Но вот уже и рассветать стало. Бредут назад, в тыл, раненые, покалеченные. Нас увидели, стали до земли кланяться. Спасибо, говорят, сестрички, за прожектора, без ваших огненных лучей ничего бы не вышло. Ослепили вы немца, напугали до смерти. И колючку немецкую мы справно резали, и на минных полях не подорвались.
За ту страшную ночь получила я медаль «За отвагу». В названии всё сказано. Берегу я медаль эту пуще ока. Дороже мне она любого ордена. Был ещё у меня взят небольшой кусок толстого зеркала с разбитого в ту ночь нашего прожектора. Взяла на память о штурме Берлина. Долго хранила, да вот беда: дети, когда были малые, нашли его у меня в шкатулке и потеряли. Зайчики пускали во дворе и потеряли. Вот уж жалко мне того зеркальца…
Тогда же нашему 43-му прожекторному полку дали орден Александра Невского. Радовались мы, конечно. По сто грамм наливали всем.
…Первая из нашей семьи я домой прибыла. Добралась я на попутке в Шелтозеро. На мне гимнастёрочка, юбка, сапожки, беретик со звёздочкой. Всё новое. А на погонах — лычка ефрейторская, жёлтенькая, золотистая. Медали на груди блестят. Подхожу к родительскому дому. Мама милая моя в огородике что-то делает. Увидела меня, глянула из-под ладони и в избу поспешила. Я кричу ей:
— Мамушка! Это дочка твоя с войны возвернулась!

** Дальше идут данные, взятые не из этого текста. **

Issue #178, opened 2021-04-07
Move extern inits, global inits and otherfuns spawning into constraint system


sim642:
Currently extern inits, global inits and otherfuns spawning is done by manually simulating transfer function calls with degenerate `ctx`:
https://github.com/goblint/analyzer/blob/20f3a7d6285a35c7c7d5c2f6206e280a73b83c25/src/framework/control.ml#L175-L349

In my experience, time and time again, this has been causing issues because:
1.`ctx`s are degenerate – some outright crash, others have behavior which doesn't match the one available during solving;
2. it somewhat duplicates what `FromSpec` does;
3. it misses some nontrivial things that would happen during actual solving – e.g. `main` is unaware of otherfuns having been spawned at all;
4. it's extremely error prone and hard to maintain.

The sensible thing would be to do all these things within the constraint system and let the solver evaluate them.

sim642:
Turns out there is yet another maniacal form of global initialization that we handle in yet another weird way: by adding them as calls into the main function to be performed during the solving, not during our global inits. No idea if any sane person uses them, since we have some support, their handling should also be made uniform with the rest.

https://github.com/goblint/analyzer/blob/c398773746841ff7e51525f4911c831368b626ce/src/util/cilfacade.ml#L136-L149

https://github.com/goblint/analyzer/blob/c398773746841ff7e51525f4911c831368b626ce/src/util/cilfacade.ml#L109-L121

vogler:
Are these C++ class constructors or some other feature in C?

sim642:
It's a C thing. From [GCC manual](https://gcc.gnu.org/onlinedocs/gcc-10.3.0/gcc/Common-Function-Attributes.html#index-constructor-function-attribute):

> The `constructor` attribute causes the function to be called automatically before execution enters `main ()`. [...] Functions with these attributes are useful for initializing data that is used implicitly during the execution of the program.

PR #183, opened 2021-04-08
Traces article implementation

sim642:
I'm opening this humongous draft pull request already now to have a place for keeping some notes on all the changes `traces` branch contains, including many general improvements etc.
Eventually these would get merged into `master`.

### Overview of changes
1. Many implementations for privatization via `exp.privatization` option.
    1. The new default privatization is `protection-read` aka `ProtectionBasedPriv` with additional readable lockset check aka Protection-Based Reading with additional readable lockset check. The additional check is necessary to handle many of our regression tests.
    2. Regression tests which require more precise privatizations have `// TODO` comments to be useful with regression testing script.
    3. Privatization extracted and abstracted from `base.ml` to `basePriv.ml`.
    4. `base` analysis local domain has third privatization-dependent component (by @vesalvojdani).
    5. `base` analysis global domain is privatization-dependent.
    6. Add `reason` argument to `sync` transfer function to allow analyses choose if they want to do computations at every node, or only at some necessary places (like join).
2. Changes to `mutex` analysis.
    1. Write-based protecting locksets computed by `mutex` analysis (by @vesalvojdani).
    2. Number of new mutex-related queries needed by different privatizations.
3. Event system (`ctx.emit` and `event` transfer function) for deduplicating thread creation, lock, unlock and escape logic in different analyses.
    1. Use separate `MCPSpec` for analyses inside `MCP`.
    2. Replace `ctx.split`'s explicit branch arguments with arbitrary events.
4. Comparison of privatization precisions with `privPrecCompare`.
    1. Based on dumping (marshalling) all `read_global` results via `exp.priv-prec-dump` option.
5. General improvements.
    1. Optimization of large CPAs that occur in some privatizations (issue #164).
    2. Partial fix of path-sensitive thread creation (issue #148).
    3. Use right value of `exp.earlyglobs` already during global initialization.
    4. Move global invariant simulation in `Control` earlier to allow `enter_with` and `otherstate` to also `sideg` (issue #178).
    5. Add new `sem` (semantics) category of options for configuring what unknown functions etc may and may not do.
    6. Fix unknown functions not invalidating unprivatized globals.
    7. Fix `Deadcode` behavior of `invariant` on binary operators.
6. General utilities.
    1. `AfterConfig` module for running initialization things after config has been loaded.
    2. `RichVarinfo` module for abusing `varinfo`s to represent richer data, particularly as global constraint variables. 

### Things broken
- [x] OSEK regression tests fail with new privatizations. Defaulting to `protection-vesal` for them now, but `old` passes as well.
- [ ] Witness generation is untested after significant `MapDomain` interface changes from #164. Domain tests fail for `HoareMap`.


michael-schwarz:
I'll take a look at the code when I'm back at the office, too huge to look at it on my laptop screen!

**Quick question: Is there somewhere a mapping of the names we used here to the names we proposed in the paper?
It would be convenient to have a mapping that says (for the setting described in the paper):**

My guess would be:
Miné's 2012 analysis adapted to our setting -> `???`
Protection-Based -> `global` ?
Lock-Centered -> `mine-lazy`?
Write-Centered -> `???`
Combined -> `global-history`

sim642:
The mapping for the paper is the following:
| Traces paper name | `exp.privatization` option | OCaml module name |
| --- | --- | --- |
| Protection-Based Reading | `global` | `PerGlobalPriv` |
| Lock-Centered Reading | `mine-lazy` | `MineLazyPriv` |
| Write-Centered Reading | `global-history` | `PerGlobalHistoryPriv` |
| Combined | `mine-global` | `MinePerGlobalPriv` |
| Miné 2012 | `mine-W` | `MineWPriv` |

---

The complete mapping from `exp.privatization` option to OCaml modules is at the end of `basePriv.ml`:
https://github.com/goblint/analyzer/blob/53efb01f8bb33dac3b46998335d94b29c5dadc00/src/analyses/basePriv.ml#L1640-L1653

OCaml module documentation also has the paper names:
https://github.com/goblint/analyzer/blob/53efb01f8bb33dac3b46998335d94b29c5dadc00/src/analyses/basePriv.ml#L1305-L1306

src/framework/control.ml
```diff
@@ -260,7 +273,8 @@ struct
       WResult.init file; (* TODO: move this out of analyze_loop *)
 
     GU.global_initialization := true;
-    GU.earlyglobs := false;
+    (* GU.earlyglobs := false; *)
+    GU.earlyglobs := get_bool "exp.earlyglobs";
```
michael-schwarz, line 277: If we already set it to `exp.earlyglobs` here, do we still need to set it again in Line 368?

michael-schwarz:
Great, thanks for the table!


Traces paper name | exp.privatization option | OCaml module name
-- | -- | --
Combined | mine-global | MinePerGlobalPriv

I'd suggest renaming `mine-global`, as it is quite different from the analysis proposed by him in 2012. Still having the option for it called `mine-*` is confusing, as I would expect that to be one of his analyses. How about `combined-lock-write` or something?

`mine-lazy` for Lock-Centered however is more justified, as it is indeed a modified and improved version of Miné 2012.

src/framework/control.ml
sim642: Nah, this just stayed around from when I was experimenting with this. That way it was easier to comment this first one out.

sim642:
I agree `mine-global` has the most confusing name out of all of them. If that's the only one we're going to rename now, calling it `lock` and `write` is inconsistent with the others. Then it might make sense to also rename the others to use those terms. And then `mutex-*` are in a weird position, because they're also Lock-Centered in a way, but have nothing to do with the Lock-Centered stuff based on Miné.

How about just `combo-global-mine`?

michael-schwarz:
> If that's the only one we're going to rename now,

I would be very wary of introducing names different from the paper at all where it is not required.
Realistically, that only confuses the reviewers of the artifact and potentially ourselves (or future Goblint developers as the paper will likely be the best documentation we will ever write for this feature).

I would suggest we prefix all analyses that have separate unknowns per global with a `g-`. So we would e.g. have
`g-old`, `g-protection`, `g-protection-read`, `g-vesal`, `g-mine-weak`, `g-mine-nothread`, `g-mine-W`, `g-mine-W-init`, `g-lock`, `g-write`, and `g-lock-write`.
The `per-mutex` ones would then be called `m-oplus` and `m-meet`.

What do you think?

sim642:
> I would suggest we prefix all analyses that have separate unknowns per global with a `g-`. So we would e.g. have
> `g-old`, `g-protection`, `g-protection-read`, `g-vesal`, `g-mine-weak`, `g-mine-nothread`, `g-mine-W`, `g-mine-W-init`, `g-lock`, `g-write`, and `g-lock-write`.

The separate unknowns per global is just a choice made in the paper. For example, the implementation of Lock-Centered Reading does this:
https://github.com/goblint/analyzer/blob/7518783515f2635a04b88c7567186b19b7a22fba/src/analyses/basePriv.ml#L707

There the unknowns are essentially mutexes, which correspond to the unlock-lock communication. So it might even be more appropriate to think of this as per-mutex as well, while the background lockset just provides a further partitioning of the `CPA` stored at that mutex.

And that's also the case for all the other analyses in the paper except Protection-Based. Of course one can factor the flat tuple unknowns in the paper also first by global variable in an equally valid way, but that's just a question of preference. It seemed the most appropriate here to do it by mutex since then each unlock does one `sideg` and each lock does one `getg` as opposed to an unknown number based on the total number of global variables. Although relationality is out of the scope of this paper, who's saying that you can't try using an octagon instead of `CPA` under the partitioned global unknown for a mutex?

This is why I'm hesitant to call them all per-global

sim642:
The easiest naming scheme following the paper would be something like: `protection`, `lock`, `write`, `write+lock` and `mine-W`. And the rest changed to somehow match this scheme of prefixes or staying with their current names, since they're irrelevant for the paper.

michael-schwarz:
> It seemed the most appropriate here to do it by mutex since then each unlock does one sideg and each lock does one getg as opposed to an unknown number based on the total number of global variables. Although relationality is out of the scope of this paper, who's saying that you can't try using an octagon instead of CPA under the partitioned global unknown for a mutex?

Yes, I agree, this is the better way to implement it, and calling it per-global is a bit confusing then!

> The easiest naming scheme following the paper would be something like: `protection`, `lock`, `write`, `write+lock` and `mine-W`.

Yes, then we should probably do this! And yes, the other names probably are not so relevant anyway for now.

src/analyses/baseUtil.ml
```diff
@@ -0,0 +1,19 @@
+open Prelude.Ana
+open GobConfig
+module Q = Queries
+
+let is_global (a: Q.ask) (v: varinfo): bool =
+  v.vglob || match a (Q.MayEscape v) with `MayBool tv -> tv | _ -> false
+
+let is_static (v:varinfo): bool = v.vstorage == Static
+
+let is_always_unknown variable = variable.vstorage = Extern || Ciltools.is_volatile_tp variable.vtype
```
michael-schwarz, line 10: Why are we using physical equality for `vstorage` once and structural equality the other time?

sim642: No reason I guess, I just extracted those form the current top of `base.ml`. Given that storage is just a basic enum, they should be equivalent in compiled code, so I suppose structural equality should be fine for both and consistency.

src/analyses/baseUtil.ml
```diff
@@ -0,0 +1,19 @@
+open Prelude.Ana
+open GobConfig
+module Q = Queries
+
+let is_global (a: Q.ask) (v: varinfo): bool =
+  v.vglob || match a (Q.MayEscape v) with `MayBool tv -> tv | _ -> false
```
michael-schwarz, line 6: Should this not default to `true` in case `threadEscape` is off?

src/util/cilfacade.ml
```diff
@@ -17,7 +17,7 @@ let init () =
   print_CIL_Input := true
 
 let currentStatement = ref dummyStmt
```
michael-schwarz, line 19: Since we touched this anyway, maybe also make `current_statement`?
Then naming is consistent at least locally here

src/maingoblint.ml
```diff
@@ -431,6 +432,7 @@ let main =
         Stats.reset Stats.SoftwareTimer;
         parse_arguments ();
         check_arguments ();
+        AfterConfig.run ();
 
         (* Cil.lowerConstants assumes wrap-around behavior for signed intger types, which conflicts with checking
           for overflows, as this will replace potential overflows with constants after wrap-around *)
```
michael-schwarz, line 438: Maybe we should warn here if we change the settings?
Not really related to this PR, just saw this now

michael-schwarz: And probably move to `check_arguments` too

src/analyses/baseUtil.ml
sim642: That would be (more) sound indeed. The consequence of that is all variables become global, which is hardly ever the desired outcome. I guess the past intent was that disabling escape analysis shouldn't have that outcome. I can make this change and add a warning about it too.

This also requires updating a bunch of tests to make them actually list escape analysis.

src/framework/control.ml
```diff
@@ -359,6 +374,7 @@ struct
     in
 
     let entrystates = List.map (fun (n,e) -> (MyCFG.FunctionEntry n, Spec.context e), e) startvars in
+    let entrystates_global = GHT.to_list gh in
```
michael-schwarz, line 377: Could you explain why this works with `exp.earlyglobs` on, whereas it did not when `GHT.to_list gh` to list was called in `do_global_inits`?
This strikes me as odd

src/analyses/baseUtil.ml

А она убегает. В избе тоже не сразу признала. Четыре года не виделись! Решила мама, что из военкомата пришли, похоронку на меня принесли.
Первой я припала к мамушке на грудь. А на фронте было ещё три моих брата. Один так и пропал, сгинул без вести. Где погиб, какую смерть принял — неведомо.
Повинилась я тогда за то своё прощальное письмо, да мама всё простила. Слёз-то она много пролила, когда весточку мою горькую получила из Кюстрина…
Писем стала бояться мамушка. А пуще того — людей в казённой военной одежде, военкоматовских начальников с портфелями, в которых документы печальные.